You create a table of information somewhere and decide to transfer it somewhere else in markdown format.
Only, when you go to copy the values into your code editor, you realize that the formatting is all wrong! Verdammt! You spent all day compiling this information and you really don't want to spend the rest of the day fiddling around with the formatting to turn it into a markdown table.
Never fear, friend. Regex to the rescue.
Step 1: Know how to write a markdown table
The basic format is this:
- The heading for the table needs a pipe (|) on either side of each column.
- Between the heading of the table and the table body, there needs to be a line where each column has a pipe on either side and the content of the column has three or more hyphens
Example:
| Heading1 | Heading2 |
| --- | --- |
| The most | Basic table ever |
Ends up looking like:
Heading1 | Heading2 |
The most | Basic table ever |
Step 2: Remove newlines
To make subsequent regular expressions easier, remove all the newlines in the pasted text and replace them with a single space.
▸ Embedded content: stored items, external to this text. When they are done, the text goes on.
PR #635, opened 2024-10-17
Add the Total fields to the SearchResp struct

rjsadow:
### Description
The opensearch Search [reference documentation](https://opensearch.org/docs/latest/api-reference/search/) give some information on the `track_total_hits` parameter but doesn't include the full response body when it's used. `track_total_hits` is useful when you're trying to get a count of all hits in a given index for a given query without using the scroll api or some other traching mechinism. 

This PR adds the return values structure for the `track_total_hits` parameter into the SearchResp structure. 


rjsadow:
I did mean to close it. I was incorrect and I believe the SDK already handles this case.

Issue #653, opened 2025-01-16
[BUG] Highlight results are not returned on search results.


tim-holdaway-clever:
### What is the bug?
When calling `opensearchapi.Client.Search` with a query with a [highlight](https://opensearch.org/docs/latest/search-plugins/searching-data/highlight/) specified, the highlight results coming back in the raw json coming back from the OpenSearch cluster are not returned on the `SearchHit`s in the `SearchResp`.

### How can one reproduce the bug?
Call [opensearchapi.Client.Search()](https://github.com/opensearch-project/opensearch-go/blob/main/opensearchapi/api_search.go#L21) with a `SearchReq` with a body with a `highlight` property specifying highlights for fields that match in they query.

### What is the expected behavior?
The [SearchResp](https://github.com/opensearch-project/opensearch-go/blob/main/opensearchapi/api_search.go#L65) coming back from `Client.Search` should include the highlight results in the [SearchHit](https://github.com/opensearch-project/opensearch-go/blob/main/opensearchapi/api_search.go#L90)s, as they are returned in the raw json api response from the OpenSearch cluster.

### What is your host/environment?
using `opensearch-go@v4.3.0` on mac os 14.7.2 and running in aws lambda.
querying Amazon OpenSearch Service 2.15 cluster.

### Do you have any additional context?
It seems like the `highlight` field is already coming back in the raw json, and just needs to be added to [SearchHit](https://github.com/opensearch-project/opensearch-go/blob/main/opensearchapi/api_search.go#L90-L102) so that it will be populated when the json response is [unmarshalled](https://github.com/opensearch-project/opensearch-go/blob/main/opensearch.go#L270), like this:
```
 type SearchHit struct {
        Index       string                  `json:"_index"`
        ID          string                  `json:"_id"`
        Routing     string                  `json:"_routing"`
        Score       float32                 `json:"_score"`
        Source      json.RawMessage         `json:"_source"`
        Fields      json.RawMessage         `json:"fields"`
        Type        string                  `json:"_type"` // Deprecated field
        Sort        []any                   `json:"sort"`
        Explanation *DocumentExplainDetails `json:"_explanation"`
        SeqNo       *int                    `json:"_seq_no"`
        PrimaryTerm *int                    `json:"_primary_term"`
+       Highlight  map[string][]string     `json:"highlight"`
 }
```
I'm happy to investigate this further and PR it, if it's not already in the works to add this field to the response.

tim-holdaway-clever:
[...]

PR #654, opened 2025-01-16
Add Highlight field to SearchHit struct

tim-holdaway-clever:
### Description
For queries specifying [highlights](https://opensearch.org/docs/latest/search-plugins/searching-data/highlight/), the the `SearchHit`s on the `SearchResp` now include the highlight information returned in the api response.

### Issues Resolved
Closes https://github.com/opensearch-project/opensearch-go/issues/653

### DIFF
--- a/Makefile
+++ b/Makefile
@@ -207,7 +207,7 @@ godoc: ## Display documentation for the package
 	godoc --http=localhost:6060 --play
 
 cluster.build:
-	docker compose --project-directory .ci/opensearch build;
+	docker compose --project-directory .ci/opensearch build --pull;
 
 cluster.start:
 	docker compose --project-directory .ci/opensearch up -d;
--- a/opensearchapi/api_nodes-stats.go
+++ b/opensearchapi/api_nodes-stats.go
@@ -112,6 +112,7 @@ type NodesStats struct {
 	Repositories                   []json.RawMessage                        `json:"repositories"`
 	AdmissionControl               NodesStatsAdmissionControl               `json:"admission_control"`
 	Caches                         NodesStatsCaches                         `json:"caches"`
+	RemoteStore                    NodeStatsRemoteStore                     `json:"remote_store"`
 }
 
 // NodesStatsIndices is a sub type of NodesStats representing Indices information of the node
@@ -728,4 +729,9 @@ type NodesStatsCaches struct {
 		ItemCount   int    `json:"item_count"`
 		StoreName   string `json:"store_name"`
 	} `json:"request_cache"`
+}
+
+// NodeStatsRemoteStore is a sub type of NodesStats
+type NodeStatsRemoteStore struct {
+	LastSuccessfulFetchOfPinnedTimestamps int `json:"last_successful_fetch_of_pinned_timestamps"`
 }
--- a/opensearchapi/api_search-template.go
+++ b/opensearchapi/api_search-template.go
@@ -62,6 +62,7 @@ type SearchTemplateResp struct {
 	Took    int            `json:"took"`
 	Timeout bool           `json:"timed_out"`
 	Shards  ResponseShards `json:"_shards"`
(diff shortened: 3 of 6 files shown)


tim-holdaway-clever:
Failing tests
```
        --- FAIL: TestNodes/Stats/without_request (0.09s)
    --- FAIL: TestSearchTemplate/with_request (0.01s)
```
 appear to also be failing in other recent PRs, for instance in https://github.com/opensearch-project/opensearch-go/actions/runs/12757766943/job/35558719849?pr=652, so seems like are probably not caused by this PR.
 
Failures look like
```
        	Error:      	Should be empty, but was [{"op":"remove","path":"/nodes/W0IruYOMTB2U8Ho0B6ZF4w/remote_store"}]
```
Which seems like maybe the version of OpenSearch cluster that the integration tests are running against may have changed and is now returning some extra unexpected property in the response, or something like that.

dblock:
> Which seems like maybe the version of OpenSearch cluster that the integration tests are running against may have changed and is now returning some extra unexpected property in the response, or something like that.

Appreciate it if you could help fix those first, if you have time.

tim-holdaway-clever:
> Appreciate it if you could help fix those first, if you have time.

I can take a look and see if I can reproduce it locally. Integration tests were all passing in my local run using `make cluster.build cluster.start &&  make test-integ race=true`, so seems like something in the CI build potentially using against a different version of the cluster or configuration or something, especially since they are failing on other recent PRs. 

Do you have any hunches or pointers on where I should look, as I'm not really familiar yet with all the ins-and-outs of this projects testing setup and CI config?

dblock:
> Do you have any hunches or pointers on where I should look, as I'm not really familiar yet with all the ins-and-outs of this projects testing setup and CI config?

I do not. I am mostly just cheerleading in this repo vs. doing real work which is primarily @Jakob3xD and some other contributors more recently :)

opensearchapi/api_search-template.go
```diff
@@ -62,6 +62,7 @@ type SearchTemplateResp struct {
 	Took    int            `json:"took"`
 	Timeout bool           `json:"timed_out"`
 	Shards  ResponseShards `json:"_shards"`
+	Status  int            `json:"status"`
```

Step 3: Create your table header
This step requires figuring out a regular expression that will match your headers and capture each header individually so that you can manipulate what surrounds it (namely, to add the pipes). This can be accomplished by making use of capture groups. For capture groups, each capture is given a number internally which can then be used in the replace operation. In this example, our table header should include Alias
, Canonical property name
, and Matches letters and written signs belonging to ____ script
as headers, so we need to come up with a way to match those. Note that with regular expressions, there are a ton of ways to approach a regular expression to match text, so this is by no means the only way to go about it.
Find:
(\w+) ([\w\s]+(?= Matches)) ([\w\s]+)
Replace:
| $1 | $2 | $3 |\n| --- | --- | --- |\n
The find regex:
- Creates a capture group of one or more alphanumeric characters (including underscore)
- Matches a space
- Creates a second capture group of one or more of either alphanumeric characters (including underscore) or whitespace characters only if it is followed by a space and the word 'Matches' (Since the third heading begins with 'Matches', this is a way to ensure that the second capture group ends at the right spot)
- Matches a space
- Creates a third capture group of one or more either alphanumeric characters (including underscore) or whitespace characters
Alias
becomes capture group 1
Canonical property name
becomes capture group 2
Matches letters and written signs belonging to ____ script
becomes capture group 3
The replacement regex:
- Adds a pipe (|) and a space before capture group 1
- Adds a space and a pipe and a space before capture group 2
- Adds a space and a pipe and a space before capture group 3
- Adds a space and a pipe after the third capture group
- Adds a new line
- Adds a pipe
- Adds a space
- Adds three hyphens
- Adds a space
- Adds a pipe
- Adds a space
- Adds three hyphens
- Adds a space
- Adds a pipe
- Adds a space
- Adds three hyphens
- Adds a space
- Adds a pipe
- Adds a new line
Step 4: Create the table body
This is much like the routine we went through to create the header for the table -- we need to come up with a regular expression that will match what we want to match and ensure that our replacement regular expression converts it into the format we're looking for.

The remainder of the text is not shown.